It is a process of discovery. It's being quiet enough and undisturbed enough for a period of time so that the songs can begin to sort of peek out, and you begin to have emotional experiences in a musical way.
I think that we're all totally isolated beings and always will be.
I'm very unstable; there's no stability in a musician's life at all. You live on a bus or on the road hand to mouth and you don't know where your money's coming from.
If the gig's going really well, I'm incredibly happy on stage and really feel good about my life and things.
If you feel like singing along, don't.
If you're an addict, it controls your life and your life becomes uncontrollable. It's boring and painful, filling your system with something that makes you stare at your shoes for six hours.
I don't take compliments very easily. I think most musicians suffer from low self-esteem to some extent.
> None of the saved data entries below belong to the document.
PR #186, opened 2023-11-02
[cl] Fix typo in comment

frasercrmck:


hvdijk:
"statrt" is a typo, sure, but "Like above" isn't and seems to be relevant to the comment?

frasercrmck:
> "statrt" is a typo, sure, but "Like above" isn't and seems to be relevant to the comment?

It was more that I felt that part didn't real well and didn't contribute anything to the meaning of the comment, so I removed it.

Perhaps it would just be better if I copy/paste the comment I'm assuming it's referring to:

``` cpp
        // We start by setting all dimensions to 1, then copy over the input
        // local size, that way we always have a valid local size.
```

frasercrmck:
> "statrt" is a typo, sure, but "Like above" isn't and seems to be relevant to the comment?

Should be better now.

coldav (approved):

PR #189, opened 2023-11-03
[USM] Accept arbitrary pointers.

hvdijk:
# Overview

Remove much special casing for USM pointers

# Reason for change

The SYCL CTS atomic pointer tests are currently failing, and pass with this change.

# Description of change

The SYCL CTS reveals that the logic we had in clSetKernelArgMemPointerINTEL to detect whether the pointer arguments we passed in were valid, while supported by the cl_intel_unified_shared_memory specification, was causing valid SYCL programs to be rejected, and the specification had an open question on whether this is actually desired. This commit implements a change to just accept arbitrary pointer values, which allows us to also remove a bunch of USM special casing.

# Checklist

### DIFF
--- a/source/cl/include/cl/kernel.h
+++ b/source/cl/include/cl/kernel.h
@@ -262,17 +262,6 @@ struct _cl_kernel final : public cl::base<_cl_kernel> {
     /// @param value_size Size of the data.
     argument(compiler::ArgumentType type, const void *value, size_t value_size);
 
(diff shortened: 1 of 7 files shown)


frasercrmck (approved):
Already pre-reviewed offline, but LGTM.

I don't know enough about this code to know if there are any further clean-ups made possible by this change, and that would be my only suggestion anyway.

It is the most delightful thing that ever happens to me, when I hear something coming out of my guitar and out of my mouth that wasn't there before.
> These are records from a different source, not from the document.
PR #193, opened 2023-11-06
Fix typo in test_info.py.

hvdijk:
# Overview

Fix variable name.

# Reason for change

One more error in #190 was the spelling of filter_tests as filtered_tests, which went unnoticed during testing as testing had been done without a filter file.

# Description of change

This change refers to the filter_tests variable using its correct name.

Tested by running the OpenCL CTS with both `-i source/cl/scripts/cts-3.0-online-ignore-linux-host.csv` and `-i source/cl/scripts/cts-3.0-online-ignore-linux-riscv.csv` and making sure that tests run.

# Checklist


frasercrmck (approved):
LGTM

PR #143, opened 2017-01-12
bakery: rename discharge.go to dischargeall.go

rogpeppe:
This prepares for renaming service.go to discharge.go
hopefully in a way so that git can track the file renames


rogpeppe:
Landing as trivial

It's hard to find a way forward. When you're 18 it happens in huge chunks every day, but after 20 years, growth is much more costly.
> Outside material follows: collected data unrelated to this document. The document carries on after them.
PR #144, opened 2017-01-12
bakery: define new encoding format for third party caveats

rogpeppe:
Instead of a string, we will use a protobuf encoding
that will include the need-declared information as
a field and the actual condition body as a binary
byte slice.

Note that the .pb.go files at automatically generated.


alesstimec (approved):

bakery/authorizer_test.go
```diff
@@ -27,14 +27,12 @@ func (*authorizerSuite) TestAuthorizerFunc(c *gc.C) {
 		case "b":
 			return true, nil, nil
 		case "c":
-			return true, []checkers.Caveat{{
-				Location:  "somewhere",
-				Condition: "c",
+			return true, []checkers.Caveat{{Location: "somewhere",
```
mhilton, line 30: This seems an odd formatting, why change it.

bakery/authorizer_test.go
```diff
@@ -27,14 +27,12 @@ func (*authorizerSuite) TestAuthorizerFunc(c *gc.C) {
...
+				ThirdPartyCondition: []byte("c"),
 			}}, nil
 		case "d":
-			return true, []checkers.Caveat{{
-				Location:  "somewhere",
-				Condition: "d",
+			return true, []checkers.Caveat{{Location: "somewhere",
```
mhilton, line 34: and this one

bakery/checkers/checkers.go
```diff
@@ -169,18 +169,39 @@ func checkError(ctx context.Context, _, arg string) error {
...
 
 // Caveat represents a condition that must be true for a check to
-// complete successfully. If Location is non-empty, the caveat must be
-// discharged by a third party at the given location.
-// The Namespace field holds the namespace URI of the
-// condition - if it is non-empty, it will be converted to
-// a namespace prefix before adding to the macaroon.
+// complete successfully. It can represent either a first-party
+// or a third-party caveat.
 type Caveat struct {
```
mhilton, line 174: It seems to me that there is something wrong with having a type where all the fields a mutually exclusive (no field is shared between first and third party caveats). Perhaps this should be two types with some kind of common interface?

mhilton (approved):
LGTM with a few thoughts

httpbakery/client_test.go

If you think my music is sentimental and self-absorbed, I agree with you.
It's probably foolish to expect relationships to go on forever and to say that because something only lasts 10 years, it's a failure.
I am myself for a living. I don't animate a character.
I think people are isolated because of the nature of human consciousness, and they like it when they feel the connection between themselves and someone else.
I don't read music. I don't write it. So I wander around on the guitar until something starts to present itself.
I don't know much about God. But if everything does originate with God, then certainly songs do as well.